As you start to investigate where your customer contact/communications are causing problems with your customers you will quickly realise that what you need is a contact strategy. Your next question will be “What is a contact strategy?” if you have not come across this before. At a most basic level it should be rules that can be implemented organisation wide that define what customers should receive, how often, timing and channel that they get the message on. That is generally a lot harder to do than it would seem on the surface.

The worst experiences that the customer can have with your communications are generally caused by having no contact strategy at all. For organisations that operate like this, it basically means there are no rules that govern any communication with the customer. Given how long CRM technologies have been around and how long there has been plenty of research showing how being customer focused is a much more profitable way of doing business, you would think with that there shouldn’t be any businesses doing this. But old habits die hard. What has invariably happened is that there was some focus in the past but new people have come into the organisation and the focus inevitably slips back onto my product or my function and looking after my part of the world. The result is that contact strategies get abandoned.

Equally commonplace is where a contact strategy does exist but only within an individual channel or department. For example, you may have rules in place for outbound campaigns that time and sequence who receives what messages but the rules are not applied to any other communications being sent by the business. This is most often the case in B2C organisations where there is a contact strategy run by marketing for campaigns but nothing in place for customer services or other areas of the business. As a consequence a customer could get a promotion for a product when they are in the middle of a complaint process. This is the most obvious example but there are others that are not so obvious such as the customer receives a “functional” communication such as their bill at the same time as a promotional communication. A “functional” communication is anything that is sent out by any other department than marketing. It could be debt management, to do with a service issue or loyalty if the loyalty programme is not managed by marketing. On the face of it, it does not seem to be bad that your customer would receive a promotion message at the same time as the bill. However, what if it was a promotion message at the same time as they are in debt management? And more importantly, assuming you do not think it will be a problem is a risk that you should not plan to take.

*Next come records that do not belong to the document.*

PR #9390, opened 2021-11-08
Fix isort job

silasary:


dev.py
```diff
@@ -300,7 +301,6 @@ def check(argv: List[str]) -> None:
     do_check(argv)
 
 def do_check(argv: List[str]) -> None:
-    do_sort(False)
```
bakert, line 303: Why doesn't check get to `do_sort` any more?

silasary: It's time consuming and redundant. 
Imports are automatically fixed by the CI in prs like #9346

PR #9404, opened 2021-11-11
Add a lockfile to rotation

### LINKED ISSUE #9208: We somehow managed to cache half of Run_001.txt during rotation causing erroneous eliminated messages throughout rotation -- we should make that impossible somehow

silasary:
Fixes #9208


discordbot/bot.py
```diff
@@ -326,7 +327,9 @@ async def background_task_rotation_hype(self) -> None:
         while self.is_ready():
             until_rotation = seasons.next_rotation() - dtutil.now()
             last_run_time = rotation.last_run_time()
-            if until_rotation < datetime.timedelta(7) and last_run_time is not None:
+            if os.path.exists('.rotation.lock'):
+                timer = 10
```
bakert, line 331: Exciting. But what does this _do_?

silasary: It schedules the task to try again in 10 seconds, rather than reading files right now

bakert: Oh I see, we already have a `timer` var that we use lower down. I thought it was doing something magical upon assignment! Needed to hit the show more context button on the gihub diff :)

PR #9410, opened 2021-11-12
Warn you on the signup page if you are already signed up

bakert:


decksite/controllers/league.py
```diff
@@ -27,10 +27,13 @@ def current_league() -> wrappers.Response:
 
 @APP.route('/signup/')
 @auth.load_person
-def signup(form: Optional[SignUpForm] = None) -> str:
+@fill_cookies('deck_id')
+def signup(form: Optional[SignUpForm] = None, deck_id: Optional[int] = None) -> str:
+    print(deck_id)
```
silasary, line 32: Print() shouldn't be used

bakert: Oops

PR #9448, opened 2021-11-22
4x the load of /rotation/ with memoization

bakert:


silasary:
How does this interact with rollover?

The problem of different departments not having a common contact strategy can be deepened when there is a further division of labour by channel. For example, as is often the case, the digital team may be separate from the campaign management team. Indeed, many organisations have a separate digital team who become a law unto themselves. They will take ownership of email and social as all being “digital” and these will not align with the wider marketing strategy and will send its own communications to customers with no reference to the marketing team. In addition, the digital team also tends to take a more technology based approach to the channels rather than customer focused. As a consequence the organisation loses the power of “compound interest” by all communications being centrally coordinated.

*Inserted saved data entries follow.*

PR #9505, opened 2021-12-03
Added a deck scraper API

Wizzerinus:
Don't exactly know if I made it in a correct way, but now there's a deck scraper API (under `/api/scraper`) which shows all finished decks from all seasons, which were updated (either finished or had their archetype changed) after a certain moment. This lets me do the daily Dreadrise update faster, not having to pull from the entire season, while also letting me automatically catch updates from older seasons (when a new archetype is created).


decksite/controllers/api.py
```diff
@@ -143,6 +143,40 @@ def decks_api() -> Response:
     resp.set_cookie('page_size', str(page_size))
     return resp
 
+@APP.route('/api/scraper/')
```
silasary: I'd much rather you use the modern API stuff provided by [restx](https://flask-restx.readthedocs.io/en/latest/) (See /api/decks/ as an example).
I've been slowly going through and porting all of the API endpoints, and adding new old-style endpoints is not something I want to be doing

silasary (changes requested):

decksite/controllers/api.py
Wizzerinus: I think I made this work now

Wizzerinus:
Some notes
- the DECK model had OMW as number, but the database outputs `52%` or similar, which can't be converted into number by restx. Changed this, but could be wrong
- For some reason requesting `/api/scraper/?deckType=all&page=10000&pageSize=3&lastTimestamp=1038200000&seasonId=all` (page size 3 for testing purposes) says "59000 decks were found" (which is way less than it should be), but also outputs 0 decks (even though 30000 < 59000). I guess this shouldn't be used for big requests then, but idk if it will persist in real usage
- with the same request, decks on high pages (5500) have no `last_archetype_change`. I guess that's because archetyping wasn't fully implemented back then, but not totally sure (clarification would be good)
- after adding MAX, the query became significantly slower for some reason, (though I guess I also decreased lastTimestamp. thats probably why)

decksite/data/query.py
```diff
@@ -237,3 +237,6 @@ def card_search_where(q: str) -> str:
 
 def tournament_only_clause() -> str:
     return "ct.name = 'Gatherling'"
+
+def deck_scraper(ts: int) -> str:
+    return f') AND d.finish AND (q.changed_date > {ts} OR d.updated_date > {ts}'
```
bakert: Requiring a value in `d.finish` will only get you tournament decks. I assume you don't want that.

decksite/controllers/api.py
```diff
@@ -143,6 +157,41 @@ def decks_api() -> Response:
     resp.set_cookie('page_size', str(page_size))
     return resp
 
+@APP.api.route('/scraper/')
```
bakert: Let's go with /decks/updated/. All the other API endpoints are named after the thing they return.

decksite/controllers/api.py
```diff
@@ -143,6 +157,41 @@ def decks_api() -> Response:
...
+    def get(self) -> Dict[str, Any]:
+        """
+        Grab a slice of finished sorted decks last updated after a certain point.
+        Input:
+            {
+                'sortBy': <str>,
+                'sortOrder': <'ASC'|'DESC'>,
+                'page': <int>,
+                'pageSize': <int>,
+                'lastTimestamp': <int>,
```
bakert: I like `since` or `sinceTimestamp` if you must for this.

`/decks/updated/?since=9393938229`

Nice.

decksite/controllers/api.py
```diff
@@ -143,6 +157,41 @@ def decks_api() -> Response:
...
+            }
+        Output:
+            {
+                'page': <int>,
+                'objects': [<deck>],
+                'total: <int>
+            }
+        """
+        season = seasons.season_id(str(request.args.get('seasonId')), None)
+        order_by = 'GREATEST(cache.active_date, q.changed_date) DESC'
```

In the B2B world you would think that as the customer numbers are potentially lower that the problem should not be as severe as it is in the B2C world. But the problem manifests in a different way. In B2B organisations the general maturity around being customer-centric is much lower than in B2C organisations. Whilst there may not be the same challenges with customer service and functional communications as with B2C companies, the average B2B organisation tends to be much more focused on products rather than customers. As a result, there are communications silos around products rather than the business functions although they do suffer from this as well. In a product focused organisation there will be product marketing managers each with targets for sales of their product line. With no over-arching contact strategy the poor customer will simply get bombarded with everything.

So the final thought to think over is whether you know the extent of the problem within your organisation or not? Do you have any form of customer communication audit? Do you research your customer communications experience? Do you have a contact strategy and how effective is it? If not, you should.